ExtraMile Current Logo
- ExtraMile's most recent logo with their rebranding
- Type: Logo

= ExtraMile Convenience Stores =

American convenience store franchise

ExtraMile Convenience Stores LLC (ExtraMile) is an American convenience-store franchise. The company is jointly operated by Chevron U.S.A. Inc. and Jacksons Food Stores and operates primarily as a franchise brand at fuel-retail sites. ExtraMile locations are typically co-located with Chevron and Texaco service stations.

As of 2024, the company operated more than 1,000 locations across the west and southwest regions of the United States.

== History ==
ExtraMile was established on February 1, 2018, when Chevron U.S.A. and Jacksons Food Stores formed a joint venture to grow the ExtraMile brand across fuel-station convenience locations. Prior to the joint venture, the ExtraMile brand had been used in Chevron-and Texaco-branded fuel locations, primarily in California, Oregon and Washington. The company operates as a franchisor, with locations owned and operated by Chevron, Jacksons, and independent franchisees.

=== Location expansions ===
The company expanded through a combination of developing new stores and converting existing locations, with a goal of doubling locations by 2027. By 2021, the company reached 1,000 locations. The brand initially operated in the western United States before expanding into the southeast in 2021. The expansion goal was updated in June 2024, with the intended number of locations increasing from 1,100 to 2,000 by 2029.

=== Rebranding efforts ===
In 2019, ExtraMile went under rebranding efforts that refreshed the interior design of their store locations. The rebrand also introduced in-house branding for merchandise and a greater emphasis on food service. The same year, ExtraMile introduced a loyalty rewards program and delivery service.

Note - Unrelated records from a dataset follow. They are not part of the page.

Issue #166, opened 2016-09-20
Lifecycle hooks for cpupool


tailhook:
Hi,

To get some useful statistics on thread pools I need to keep track which thread ids belong to which CpuPool. Probably it can provide lifecycle hooks to threads in a pool. I.e. run some user code after spawning a new thread and before it exists.

I think this might require turning CpuPool constructor to a builder/fluent.

What do you think? Will such PR be accepted? Any alternate ideas?

alexcrichton:
In general `futures-cpupool` was meant to be a simple proof-of-concept of what thread-pool-based futures could look like. If fine-grained management of a thread pool is required, however, then it may be relatively easy to hand-roll your own. The crate is quite small after all!

That being said, if the changes are relatively unobtrusive, I wouldn't mind looking them over!

alexcrichton:
Added in #180

PR #180, opened 2016-09-26
A `Builder` structure for CpuPool

tailhook:
Here is an attempt to solve #166. It's without tests just to show you the API.

From my perspective:

1. I'd remove `CpuPool::new` entirely, because it's as easy as `Builder::new().create()` in most cases. But I'm okay with keeping it.
2. As we have a `Builder` I would add `stack_size` and `name` from the `std::thread::Builder` (I'm not sure is it fine to keep all threads in pool with the same name?)

While @alexcrichton says this crate is just an example implementation I think this is going to be default pool implementation, and it will be hard to convince anyone (i.e. an author of a library that uses thread pool) that they needs to change pool implementation just to make it easier to monitor an application using the library.

So should I continue this code?

### DIFF
--- a/futures-cpupool/src/lib.rs
+++ b/futures-cpupool/src/lib.rs
@@ -64,8 +64,23 @@ use futures::task::{self, Run, Executor};
 ///
 /// Currently `CpuPool` implements `Clone` which just clones a new reference to
 /// the underlying thread pool.
+///
+/// **Note:** if you use CpuPool inside a library it's better accept a
+/// `Builder` object for thread configuration rather than configuring just
+/// pool size.  This not only future proof for other settings but also allows
+/// user to attach monitoring tools to lifecycle hooks.
 pub struct CpuPool {
     inner: Arc<Inner>,
+}
+
+/// Thread pool configuration object
+///
+/// Builder starts with a number of workers equal to the number
+/// of CPUs on the host. But you can change it until you call `create()`.
+pub struct Builder {
+    pool_size: usize,
+    after_start: Option<Arc<Fn() + Send + Sync>>,
+    before_stop: Option<Arc<Fn() + Send + Sync>>,
 }
 
 struct Sender<F, T> {
@@ -84,6 +99,8 @@ struct Inner {
     queue: MsQueue<Message>,
     cnt: AtomicUsize,
     size: usize,
+    after_start: Option<Arc<Fn() + Send + Sync>>,
+    before_stop: Option<Arc<Fn() + Send + Sync>>,
 }
 
 /// The type of future returned from the `CpuPool::spawn` function, which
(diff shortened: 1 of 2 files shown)


tmiasko:
Another option would be to provide a custom thread factory, i.e., spawn
function. This would give control over stack size, thread names, and pre-post
hooks for free.

tailhook:
@tmiasko while functionally it's equivalent, it's still more complex interface. Let's imagine a static serving crate, that need CpuPool, in one case it's configured as:

```rust
mount.mount("/js/", Static::new(Path::new("public/js/"), cpupool::Builder::new()));
```

In other case, `Static::new` constructor needs to accept both the pool size and a function with a signature of (untested):
```
fn new<F, J>(path: &path, size: usize, fun: Option<F>)
  where F: Fn(J), J: Fn();
```

While it might accept ready to use CpuPoll there are [precedents of not doing that](https://github.com/sbstp/tokio-dns/blob/master/src/resolver.rs#L28) for some reason.

tmiasko:
Whether builder pattern is used or not is orthogonal to providing spawn as
customization point, and I didn't intend to support one way or over another.
What I wanted to indicate, was possibility of replacing most of those
customization points (stack size, after start hook, before stop hook, thread
name?) with a single one. The spawn function also has additional benefit that
it nicely aligns with providing sequence of different thread names like
"cpu-thread-N".

I think you also raise important question with regards how this CpuPool should
be used in other crates - whether it should be already constructed, or not. In
general, I would rather expect that pool would come from the outside, unless
it has to satisfy some very specific requirements. Potentially, a some new
trait would be nice to avoid tightly coupling everything with CpuPool,
especially that interface surface area is actually very small.

futures-cpupool/src/lib.rs
```diff
@@ -188,12 +202,14 @@ impl CpuPool {
 }
 
 fn work(inner: &Inner) {
+    inner.after_start.as_ref().map(|fun| fun());
```
liran-ringel: I think "fun" should be renamed to "func".
It's only 1 more character, but much more clear.

alexcrichton:
Ok, looks good to me! I'd be fine exploring this and seeing what we can add here. Were there more pieces you'd like to add?

tailhook:
Added a test. This should be good enough for the start. Other things may be added later.

futures-cpupool/src/lib.rs
```diff
@@ -252,3 +268,61 @@ impl<F: Future> Future for Sender<F, Result<F::Item, F::Error>> {
...
+    pub fn new() -> Builder {
+        Builder {
+            pool_size: num_cpus::get(),
+            after_start: None,
+            before_stop: None,
+        }
+    }
+
+    /// Set size of a future CpuPool
+    pub fn pool_size(mut self, size: usize) -> Self {
```
alexcrichton: Could these functions take `&mut self` and return `&mut Self`?

futures-cpupool/src/lib.rs
```diff
@@ -252,3 +268,61 @@ impl<F: Future> Future for Sender<F, Result<F::Item, F::Error>> {
...
+    /// This is initially intended for bookkeeping and monitoring uses
+    pub fn before_stop<F>(mut self, fun: F) -> Self
+        where F: Fn() + Send + Sync + 'static
+    {
+        self.before_stop = Some(Arc::new(fun));
+        self
+    }
+
+    /// Create CpuPool with configured parameters
+    pub fn create(&self) -> CpuPool {
```
alexcrichton: To be maximally flexible we may want this method to take `&mut self`

futures-cpupool/src/lib.rs
```diff
@@ -252,3 +268,61 @@ impl<F: Future> Future for Sender<F, Result<F::Item, F::Error>> {
...
+    /// of CPUs on the host.
+    pub fn new() -> Builder {
+        Builder {
+            pool_size: num_cpus::get(),
+            after_start: None,
+            before_stop: None,
+        }
+    }
+
+    /// Set size of a future CpuPool
```
alexcrichton: Perhaps this could mention that "size" is the number of threads that will be spawned?

futures-cpupool/src/lib.rs
```diff
@@ -252,3 +268,61 @@ impl<F: Future> Future for Sender<F, Result<F::Item, F::Error>> {
...
+    pub fn pool_size(mut self, size: usize) -> Self {
+        self.pool_size = size;
+        self
+    }
+
+    /// Execute function `fun` before each worker thread
```
alexcrichton: Could this clarify that "before" is "right after the thread is spawned but before it does work"?

Also, typically closure variables are called things like `f` or `g` rather than longer names like "fun" I've seen at least

alexcrichton:
Looks good to me, thanks!

PR #189, opened 2016-10-03
Allow public access to the channel Sender error type

proman21:
Just a quick change to allow users of this crate to access the `SendError` type that `FutureSender` uses.


alexcrichton:
Oops, thanks!

PR #193, opened 2016-10-05
Move oneshot away from `Slot`

alexcrichton:
* Reduces allocations
* Simplifies implementation
* Easier to read/write
* `Slot` is going away for channel anyway, no need to share implementation


alexcrichton:
cc @aturon, you might be interested in the implementation here

PR #196, opened 2016-10-08
simplify the docs example for fold()

oconnor663:
The previous example included a channel stream and some and_then()
recursion, which was pretty cool, but it took me an hour to understand
what was happening :-D


alexcrichton:
Thanks!

Issue #188, opened 2016-10-02
Stream::take and Stream::skip mismatch


tmiasko:
`Stream::take` includes errors in the number of elements it will take from the
stream, on the other hand `Stream::skip` does not include errors in the number
of elements skipped.

In both cases I think it would be better to apply those limits only to
`Stream::Item`s and just pass all errors through without counting them in.

alexcrichton:
Oh right, now I'm remembering why `take` didn't include errors originally.

I'm of two minds about this. On one hand it seems conceptually correct to consider an error part of take/skip, but on the other hand it seems bad to *knowingly* drop errors on the ground.

@aturon @carllerche, thoughts about what the most appropriate behavior here is?

NeoLegends:
Since most of the combinators only work on the `Item`s and not on the `Error`s, I would make `Stream::skip` and `Stream::take` behave the same.

tmiasko:
Let me expand a little bit on rationale for suggested behaviour, because I
didn't include it in initial comment. 

In general I would expect `Stream::take(n)` and `Stream::skip(n)`, for given
`n`, to be complementary with respect to produced results. They could be
complementary with respect to both stream items and stream errors, but this has
unfortunate effect of ignoring some of the errors in skip as mentioned by Alex.

Thus, given special treatment errors receive in stream combinators overall, the
second best thing to do, would be making them complementary with respect to
items produced while passing all stream errors as is.

alexcrichton:
Fixed by #199

PR #199, opened 2016-10-09
Pass through all errors in both Stream::take and Stream::skip until stream is done.

tmiasko:
Fixes issue #188.


alexcrichton:
Thanks @tmiasko!

PR #201, opened 2016-10-09
fix some copy/paste errors in docs

dwrensha:
It looks like some of the `Stream` docstrings were copied from those for `Future`, but not all instances of "future" were updated to stream.


alexcrichton:
Heh, thanks!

By 2025, the company again refreshed their stores, modernizing both exterior storefronts and general brand imaging.

=== ExtraMile Arena and LAFC deal ===
In 2019, ExtraMile entered into an agreement with Boise State University to naming rights over the campus' indoor-arena. The deal was signed for 15 years, effectively renaming Taco Bell Arena to ExtraMile Arena.

In September 2020, ExtraMile partnered with the Los Angeles Football Club to become the "Official Convenience Store of LAFC."

== Community engagement ==
ExtraMile contributes to local communities through individual store-owned initiatives, regular charitable donations, and sponsorships for new stores. In July 2020, ExtraMile participated in 24/7 Day, an event hosted by the NACS Foundation to raise funds for and honor first responders and medical workers.

In 2021, ExtraMile celebrated the opening of their 1,000th location by donating $2,500 to the Vernon, Alabama high school band, cheerleading team, and other sports teams.